→ **EXTRACTED INFORMATION**:
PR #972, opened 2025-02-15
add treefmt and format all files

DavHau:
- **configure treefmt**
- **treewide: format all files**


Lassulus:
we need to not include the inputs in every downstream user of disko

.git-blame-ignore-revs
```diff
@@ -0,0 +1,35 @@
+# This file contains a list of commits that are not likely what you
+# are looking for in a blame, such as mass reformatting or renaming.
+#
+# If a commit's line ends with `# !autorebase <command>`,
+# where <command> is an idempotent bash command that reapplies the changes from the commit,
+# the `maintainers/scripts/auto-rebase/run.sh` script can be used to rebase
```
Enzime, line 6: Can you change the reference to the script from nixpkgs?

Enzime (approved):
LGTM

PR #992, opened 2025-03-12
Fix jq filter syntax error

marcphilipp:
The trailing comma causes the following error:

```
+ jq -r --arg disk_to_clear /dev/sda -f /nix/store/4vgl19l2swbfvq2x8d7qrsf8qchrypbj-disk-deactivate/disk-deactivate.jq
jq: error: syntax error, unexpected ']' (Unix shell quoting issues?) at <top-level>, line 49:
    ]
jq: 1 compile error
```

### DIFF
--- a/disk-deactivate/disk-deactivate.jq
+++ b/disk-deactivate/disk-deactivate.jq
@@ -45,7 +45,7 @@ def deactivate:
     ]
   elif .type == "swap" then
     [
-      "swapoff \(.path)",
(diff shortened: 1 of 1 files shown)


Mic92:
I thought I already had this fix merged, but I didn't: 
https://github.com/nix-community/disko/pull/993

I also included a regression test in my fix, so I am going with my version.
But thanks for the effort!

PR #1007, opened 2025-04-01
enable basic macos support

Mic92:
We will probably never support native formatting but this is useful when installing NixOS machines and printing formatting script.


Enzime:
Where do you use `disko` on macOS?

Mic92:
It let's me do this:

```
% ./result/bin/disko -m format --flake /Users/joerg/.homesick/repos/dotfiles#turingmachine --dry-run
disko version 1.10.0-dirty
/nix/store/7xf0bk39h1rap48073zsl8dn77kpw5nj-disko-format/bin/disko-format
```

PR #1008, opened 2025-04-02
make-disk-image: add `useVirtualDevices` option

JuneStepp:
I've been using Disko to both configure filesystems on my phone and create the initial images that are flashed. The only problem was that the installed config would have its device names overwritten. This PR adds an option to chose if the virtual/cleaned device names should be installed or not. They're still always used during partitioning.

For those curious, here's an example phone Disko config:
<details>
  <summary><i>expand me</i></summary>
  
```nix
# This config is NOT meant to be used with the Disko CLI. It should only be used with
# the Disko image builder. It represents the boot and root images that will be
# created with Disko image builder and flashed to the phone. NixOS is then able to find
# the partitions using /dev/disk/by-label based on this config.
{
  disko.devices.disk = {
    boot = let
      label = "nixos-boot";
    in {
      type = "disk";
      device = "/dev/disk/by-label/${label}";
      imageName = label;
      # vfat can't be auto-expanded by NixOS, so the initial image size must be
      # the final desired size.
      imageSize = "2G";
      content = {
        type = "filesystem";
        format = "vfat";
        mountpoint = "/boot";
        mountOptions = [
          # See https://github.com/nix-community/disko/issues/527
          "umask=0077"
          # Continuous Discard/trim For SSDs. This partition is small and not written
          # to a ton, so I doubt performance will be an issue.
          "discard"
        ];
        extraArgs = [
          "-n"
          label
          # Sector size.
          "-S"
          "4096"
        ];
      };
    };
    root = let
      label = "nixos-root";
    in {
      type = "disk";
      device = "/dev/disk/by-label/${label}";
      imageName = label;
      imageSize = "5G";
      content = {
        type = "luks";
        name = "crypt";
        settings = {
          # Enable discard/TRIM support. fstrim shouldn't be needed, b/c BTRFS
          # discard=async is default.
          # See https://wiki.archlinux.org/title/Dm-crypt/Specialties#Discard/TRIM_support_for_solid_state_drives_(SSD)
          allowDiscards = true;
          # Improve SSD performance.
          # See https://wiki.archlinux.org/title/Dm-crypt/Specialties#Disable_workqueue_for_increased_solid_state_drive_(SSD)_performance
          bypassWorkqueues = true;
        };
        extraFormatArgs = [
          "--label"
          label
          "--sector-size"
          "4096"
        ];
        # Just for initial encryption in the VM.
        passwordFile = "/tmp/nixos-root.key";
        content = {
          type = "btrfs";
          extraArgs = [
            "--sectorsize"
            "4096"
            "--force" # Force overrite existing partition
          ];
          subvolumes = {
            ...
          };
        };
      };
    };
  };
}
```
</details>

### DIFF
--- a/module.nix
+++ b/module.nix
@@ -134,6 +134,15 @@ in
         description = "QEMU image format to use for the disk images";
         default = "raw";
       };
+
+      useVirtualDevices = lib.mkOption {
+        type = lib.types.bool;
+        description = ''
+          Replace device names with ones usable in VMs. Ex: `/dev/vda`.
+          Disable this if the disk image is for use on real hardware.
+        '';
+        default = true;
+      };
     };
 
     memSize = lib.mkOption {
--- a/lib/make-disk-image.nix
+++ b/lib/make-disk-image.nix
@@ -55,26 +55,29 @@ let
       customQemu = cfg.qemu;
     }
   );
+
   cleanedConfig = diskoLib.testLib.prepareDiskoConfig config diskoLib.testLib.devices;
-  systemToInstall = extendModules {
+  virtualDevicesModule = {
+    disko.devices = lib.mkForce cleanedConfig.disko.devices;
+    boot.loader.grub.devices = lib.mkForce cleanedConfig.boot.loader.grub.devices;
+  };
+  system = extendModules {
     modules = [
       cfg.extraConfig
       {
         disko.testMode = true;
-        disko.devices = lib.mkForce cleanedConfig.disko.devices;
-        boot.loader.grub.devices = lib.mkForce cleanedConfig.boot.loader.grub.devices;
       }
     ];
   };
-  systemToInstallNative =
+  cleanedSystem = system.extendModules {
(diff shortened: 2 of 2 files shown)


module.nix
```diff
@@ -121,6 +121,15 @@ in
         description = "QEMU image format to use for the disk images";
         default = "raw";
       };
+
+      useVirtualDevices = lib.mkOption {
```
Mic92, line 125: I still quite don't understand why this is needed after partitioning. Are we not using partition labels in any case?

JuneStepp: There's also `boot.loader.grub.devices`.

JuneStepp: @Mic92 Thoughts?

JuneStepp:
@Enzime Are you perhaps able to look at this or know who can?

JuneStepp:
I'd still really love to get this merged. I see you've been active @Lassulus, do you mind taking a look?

→ **WHAT IS NEEDED**: Would you transcribe every entry exactly, leaving nothing out?

→ **ANSWER TO THIS TASK**:
PR #972, opened 2025-02-15
add treefmt and format all files

DavHau:
- **configure treefmt**
- **treewide: format all files**


Lassulus:
we need to not include the inputs in every downstream user of disko

.git-blame-ignore-revs
```diff
@@ -0,0 +1,35 @@
+# This file contains a list of commits that are not likely what you
+# are looking for in a blame, such as mass reformatting or renaming.
+#
+# If a commit's line ends with `# !autorebase <command>`,
+# where <command> is an idempotent bash command that reapplies the changes from the commit,
+# the `maintainers/scripts/auto-rebase/run.sh` script can be used to rebase
```
Enzime, line 6: Can you change the reference to the script from nixpkgs?

Enzime (approved):
LGTM

PR #992, opened 2025-03-12
Fix jq filter syntax error

marcphilipp:
The trailing comma causes the following error:

```
+ jq -r --arg disk_to_clear /dev/sda -f /nix/store/4vgl19l2swbfvq2x8d7qrsf8qchrypbj-disk-deactivate/disk-deactivate.jq
jq: error: syntax error, unexpected ']' (Unix shell quoting issues?) at <top-level>, line 49:
    ]
jq: 1 compile error
```

### DIFF
--- a/disk-deactivate/disk-deactivate.jq
+++ b/disk-deactivate/disk-deactivate.jq
@@ -45,7 +45,7 @@ def deactivate:
     ]
   elif .type == "swap" then
     [
-      "swapoff \(.path)",
(diff shortened: 1 of 1 files shown)


Mic92:
I thought I already had this fix merged, but I didn't: 
https://github.com/nix-community/disko/pull/993

I also included a regression test in my fix, so I am going with my version.
But thanks for the effort!

PR #1007, opened 2025-04-01
enable basic macos support

Mic92:
We will probably never support native formatting but this is useful when installing NixOS machines and printing formatting script.


Enzime:
Where do you use `disko` on macOS?

Mic92:
It let's me do this:

```
% ./result/bin/disko -m format --flake /Users/joerg/.homesick/repos/dotfiles#turingmachine --dry-run
disko version 1.10.0-dirty
/nix/store/7xf0bk39h1rap48073zsl8dn77kpw5nj-disko-format/bin/disko-format
```

PR #1008, opened 2025-04-02
make-disk-image: add `useVirtualDevices` option

JuneStepp:
I've been using Disko to both configure filesystems on my phone and create the initial images that are flashed. The only problem was that the installed config would have its device names overwritten. This PR adds an option to chose if the virtual/cleaned device names should be installed or not. They're still always used during partitioning.

For those curious, here's an example phone Disko config:
<details>
  <summary><i>expand me</i></summary>
  
```nix
# This config is NOT meant to be used with the Disko CLI. It should only be used with
# the Disko image builder. It represents the boot and root images that will be
# created with Disko image builder and flashed to the phone. NixOS is then able to find
# the partitions using /dev/disk/by-label based on this config.
{
  disko.devices.disk = {
    boot = let
      label = "nixos-boot";
    in {
      type = "disk";
      device = "/dev/disk/by-label/${label}";
      imageName = label;
      # vfat can't be auto-expanded by NixOS, so the initial image size must be
      # the final desired size.
      imageSize = "2G";
      content = {
        type = "filesystem";
        format = "vfat";
        mountpoint = "/boot";
        mountOptions = [
          # See https://github.com/nix-community/disko/issues/527
          "umask=0077"
          # Continuous Discard/trim For SSDs. This partition is small and not written
          # to a ton, so I doubt performance will be an issue.
          "discard"
        ];
        extraArgs = [
          "-n"
          label
          # Sector size.
          "-S"
          "4096"
        ];
      };
    };
    root = let
      label = "nixos-root";
    in {
      type = "disk";
      device = "/dev/disk/by-label/${label}";
      imageName = label;
      imageSize = "5G";
      content = {
        type = "luks";
        name = "crypt";
        settings = {
          # Enable discard/TRIM support. fstrim shouldn't be needed, b/c BTRFS
          # discard=async is default.
          # See https://wiki.archlinux.org/title/Dm-crypt/Specialties#Discard/TRIM_support_for_solid_state_drives_(SSD)
          allowDiscards = true;
          # Improve SSD performance.
          # See https://wiki.archlinux.org/title/Dm-crypt/Specialties#Disable_workqueue_for_increased_solid_state_drive_(SSD)_performance
          bypassWorkqueues = true;
        };
        extraFormatArgs = [
          "--label"
          label
          "--sector-size"
          "4096"
        ];
        # Just for initial encryption in the VM.
        passwordFile = "/tmp/nixos-root.key";
        content = {
          type = "btrfs";
          extraArgs = [
            "--sectorsize"
            "4096"
            "--force" # Force overrite existing partition
          ];
          subvolumes = {
            ...
          };
        };
      };
    };
  };
}
```
</details>

### DIFF
--- a/module.nix
+++ b/module.nix
@@ -134,6 +134,15 @@ in
         description = "QEMU image format to use for the disk images";
         default = "raw";
       };
+
+      useVirtualDevices = lib.mkOption {
+        type = lib.types.bool;
+        description = ''
+          Replace device names with ones usable in VMs. Ex: `/dev/vda`.
+          Disable this if the disk image is for use on real hardware.
+        '';
+        default = true;
+      };
     };
 
     memSize = lib.mkOption {
--- a/lib/make-disk-image.nix
+++ b/lib/make-disk-image.nix
@@ -55,26 +55,29 @@ let
       customQemu = cfg.qemu;
     }
   );
+
   cleanedConfig = diskoLib.testLib.prepareDiskoConfig config diskoLib.testLib.devices;
-  systemToInstall = extendModules {
+  virtualDevicesModule = {
+    disko.devices = lib.mkForce cleanedConfig.disko.devices;
+    boot.loader.grub.devices = lib.mkForce cleanedConfig.boot.loader.grub.devices;
+  };
+  system = extendModules {
     modules = [
       cfg.extraConfig
       {
         disko.testMode = true;
-        disko.devices = lib.mkForce cleanedConfig.disko.devices;
-        boot.loader.grub.devices = lib.mkForce cleanedConfig.boot.loader.grub.devices;
       }
     ];
   };
-  systemToInstallNative =
+  cleanedSystem = system.extendModules {
(diff shortened: 2 of 2 files shown)


module.nix
```diff
@@ -121,6 +121,15 @@ in
         description = "QEMU image format to use for the disk images";
         default = "raw";
       };
+
+      useVirtualDevices = lib.mkOption {
```
Mic92, line 125: I still quite don't understand why this is needed after partitioning. Are we not using partition labels in any case?

JuneStepp: There's also `boot.loader.grub.devices`.

JuneStepp: @Mic92 Thoughts?

JuneStepp:
@Enzime Are you perhaps able to look at this or know who can?

JuneStepp:
I'd still really love to get this merged. I see you've been active @Lassulus, do you mind taking a look?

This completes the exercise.